# RECORDED INFORMATION
★ ★ ★ ★ ★
PR #685, opened 2023-10-18
feat: Periodic syndication checks to IPFS Kubo

cdata:
- Adds an automatic attempt by the gateway to syndicate to Kubo at startup and on a 5 minute interval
★ ★ ★ ★ ★
# WHAT IS REQUIRED
Copy each line exactly, from the line containing "feat: Periodic syndication" down to the last line of the material, and no other lines.

# YOUR SOLUTION
feat: Periodic syndication checks to IPFS Kubo

cdata:
- Adds an automatic attempt by the gateway to syndicate to Kubo at startup and on a 5 minute interval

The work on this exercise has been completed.